L (2005-04-17)



      ./l <training-data.txt> <width> <message>

      Where <training-data.txt> is the sample data used to generate
      noise, <width> is the text width in characters, and the
      remaining arguments are the message to be encoded.

      Training data should contain enough words of varying length.
      Poor training data will produce more noisy output, or infinite
      loops in the worse case.


      ./l <encoded-data.txt> [width]

      Where <encoded-data.txt> is the text containing the hidden
      message, and [width] is the text width (80 if not specified).

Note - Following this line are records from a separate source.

PR #323, opened 2025-06-18
fix(client): sendMessage() should fail immediately when connect() fails

logan-querypie:
## Motivation and Context

sendMessage() waits on closeLatch until the message endpoint is ready.
However, if the HTTP connection fails during the connect phase, sendMessage() wastes 10 seconds waiting on closeLatch.
This commit replaces CountDownLatch with CompletableFuture and calls CompletableFuture.cancel() on connect failure.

      [width] should be same number used for encoding.  To prevent
      line wrapping on some terminals, the actual width used is one
      character less.

Known issues

   - Some input causes infinite loop.
   - Assume sizeof(char*) <= size(int).
   - ASCII dependent.


   L is a tool for message hiding, or steganography.  For example,
   examine the text below:

      apples not portable and absolute is a eat other actions
      reading consists of only you show some areas of source thru
      gods enough time for questions only death with a optional
      we are included

   ... which doesn't seem to make much sense, but if the above text
   were formatted to wrap around in 40 columns:

      apples not portable and absolute is a
      eat other actions reading consists of
      only you show some areas of source thru
      gods enough time for questions only
      death with a optional we are included

   Here the hidden message is visible in the first column, from bottom
   to top:

      "death gods only eat apples"

   To encode the above, you would do something like:

      ./l data.txt 40 death gods only eat apples > enc.txt

   Then maybe set the line width to something else:

      ./l enc.txt 60 > enc2.txt

   To decode, run the output file through L again with the width used
   to encode the text:

      ./l enc2.txt 40

   So the first word in each column is the signal, the rest is all
   noise.  To make a better forest to hide the tree, the noises are
   generated such that they resemble natural language.  How it works:

      1. Start a line with a word from the message to be encoded.
      2. Select the next word that is likely to follow the previous
         word (from the training data).
      3. Repeat step 2 until right margin is reached, defined to be
         the column for which adding the next word in message would
         cause line wrapping to occur.
      4. Repeat steps 1-3 until all words in message have been

   Selecting words in step 2 is a tricky business... one metric to
   consider is the "naturalness" of the sentences, because by making
   more sense, the sentences would appear to be less conspicuous, and
   the hidden message becomes less obvious.  The other approach is to
   have them made no sense at all, and let L select words randomly.
   The final implementation is a decent balance between time/space and
   output quality.

   Also, depending on the training text, L could reach a state where
   there are no words of proper length to fill the line up to the
   margin and not go over the limit.  If there is not enough variety
   in word lengths, L could either take a long time or loop forever.
   This shouldn't be an issue most of the time...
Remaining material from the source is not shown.